● WHAT IS NEEDED: Every entry must be printed again exactly, with nothing left out.

● RECORDS:
——
PR #705, opened 2026-09-10
feat: Detect zero comparisons of `nchar()` in the `nzchar` rule

Yousa-Mirage:
See the discussion at #696. Now `nzchar` rule will check for comparisons of `nchar(x)` with zero, such as `nchar(x) == 0`.

### DIFF
--- a/crates/jarl-core/src/lints/base/nzchar/nzchar.rs
+++ b/crates/jarl-core/src/lints/base/nzchar/nzchar.rs
@@ -1,16 +1,18 @@
 use crate::diagnostic::*;
 use crate::rule_set::Rule;
-use crate::utils::node_contains_comments;
+use crate::utils::{Formals, get_arg, get_function_name, node_contains_comments};
 use air_r_syntax::*;
-use biome_rowan::AstNode;
+use biome_rowan::{AstNode, AstSeparatedList};
 use jarl_semantic::strings::get_string_literal_contents;
+
+const FORMALS_NCHAR: Formals = &["x"];
 
 /// Version added: 0.5.0
 ///
 /// ## What it does
 ///
-/// Checks for usage of `x != ""` or `x == ""`
-///  instead of `nzchar(x)` or `!nzchar(x)`.
+/// Checks for usage of `x != ""` or `x == ""`, or comparisons of `nchar(x)`
+/// with zero, such as `nchar(x) == 0`, instead of `nzchar(x)` or `!nzchar(x)`.
 ///
 /// ## Why is this bad?
 /// `x == ""` is less efficient than `!nzchar(x)`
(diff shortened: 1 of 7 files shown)


crates/jarl-core/src/lints/base/nzchar/nzchar.rs
```diff
@@ -107,3 +115,133 @@ pub fn nzchar(ast: &RBinaryExpression) -> anyhow::Result<Option<Diagnostic>> {
...
+        if let Some(argument) =
+            get_arg(call, FORMALS_NCHAR, "x").and_then(|argument| argument.value())
+        {
+            let range = ast.syntax().text_trimmed_range();
+            let argument = argument.to_trimmed_string();
+            let (body, suggestion, replacement) = match operator {
+                RSyntaxKind::GREATER_THAN => (
+                    "`nchar(x) > 0` is inefficient.",
+                    "Use `nzchar(x)` instead.",
+                    Some(format!("nzchar({argument})")),
```
etiennebacher, line 172: All fixes for this rule (including those before this PR) are unsafe, but actually I think we just need to add `keepNA = TRUE` to make them safe:

``` r
x <- sample(c(letters, "", NA), 100, TRUE)

waldo::compare(nchar(x) == 0, !nzchar(x))
#> `old[60:66]`: FALSE FALSE FALSE <NA>  FALSE FALSE FALSE
#> `new[60:66]`: FALSE FALSE FALSE FALSE FALSE FALSE FALSE
#> 
#> `old[69:75]`: FALSE FALSE FALSE <NA>  FALSE FALSE FALSE
#> `new[69:75]`: FALSE FALSE FALSE FALSE FALSE FALSE FALSE
#> 
#> `old[76:82]`: FALSE FALSE FALSE <NA>  FALSE FALSE FALSE
#> `new[76:82]`: FALSE FALSE FALSE FALSE FALSE FALSE FALSE
waldo::compare(nchar(x) == 0, !nzchar(x, keepNA = TRUE))
#> ✔ No differences
```

This is specified in the existing docs but I don't know why it wasn't added from the start. It's bad for readability but this is a "perf" rule anyway. Can you make the change either in this PR or in a later one?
——
● SOLUTION TO THE PROBLEM:
PR #705, opened 2026-09-10
feat: Detect zero comparisons of `nchar()` in the `nzchar` rule

Yousa-Mirage:
See the discussion at #696. Now `nzchar` rule will check for comparisons of `nchar(x)` with zero, such as `nchar(x) == 0`.

### DIFF
--- a/crates/jarl-core/src/lints/base/nzchar/nzchar.rs
+++ b/crates/jarl-core/src/lints/base/nzchar/nzchar.rs
@@ -1,16 +1,18 @@
 use crate::diagnostic::*;
 use crate::rule_set::Rule;
-use crate::utils::node_contains_comments;
+use crate::utils::{Formals, get_arg, get_function_name, node_contains_comments};
 use air_r_syntax::*;
-use biome_rowan::AstNode;
+use biome_rowan::{AstNode, AstSeparatedList};
 use jarl_semantic::strings::get_string_literal_contents;
+
+const FORMALS_NCHAR: Formals = &["x"];
 
 /// Version added: 0.5.0
 ///
 /// ## What it does
 ///
-/// Checks for usage of `x != ""` or `x == ""`
-///  instead of `nzchar(x)` or `!nzchar(x)`.
+/// Checks for usage of `x != ""` or `x == ""`, or comparisons of `nchar(x)`
+/// with zero, such as `nchar(x) == 0`, instead of `nzchar(x)` or `!nzchar(x)`.
 ///
 /// ## Why is this bad?
 /// `x == ""` is less efficient than `!nzchar(x)`
(diff shortened: 1 of 7 files shown)


crates/jarl-core/src/lints/base/nzchar/nzchar.rs
```diff
@@ -107,3 +115,133 @@ pub fn nzchar(ast: &RBinaryExpression) -> anyhow::Result<Option<Diagnostic>> {
...
+        if let Some(argument) =
+            get_arg(call, FORMALS_NCHAR, "x").and_then(|argument| argument.value())
+        {
+            let range = ast.syntax().text_trimmed_range();
+            let argument = argument.to_trimmed_string();
+            let (body, suggestion, replacement) = match operator {
+                RSyntaxKind::GREATER_THAN => (
+                    "`nchar(x) > 0` is inefficient.",
+                    "Use `nzchar(x)` instead.",
+                    Some(format!("nzchar({argument})")),
```
etiennebacher, line 172: All fixes for this rule (including those before this PR) are unsafe, but actually I think we just need to add `keepNA = TRUE` to make them safe:

``` r
x <- sample(c(letters, "", NA), 100, TRUE)

waldo::compare(nchar(x) == 0, !nzchar(x))
#> `old[60:66]`: FALSE FALSE FALSE <NA>  FALSE FALSE FALSE
#> `new[60:66]`: FALSE FALSE FALSE FALSE FALSE FALSE FALSE
#> 
#> `old[69:75]`: FALSE FALSE FALSE <NA>  FALSE FALSE FALSE
#> `new[69:75]`: FALSE FALSE FALSE FALSE FALSE FALSE FALSE
#> 
#> `old[76:82]`: FALSE FALSE FALSE <NA>  FALSE FALSE FALSE
#> `new[76:82]`: FALSE FALSE FALSE FALSE FALSE FALSE FALSE
waldo::compare(nchar(x) == 0, !nzchar(x, keepNA = TRUE))
#> ✔ No differences
```

This is specified in the existing docs but I don't know why it wasn't added from the start. It's bad for readability but this is a "perf" rule anyway. Can you make the change either in this PR or in a later one?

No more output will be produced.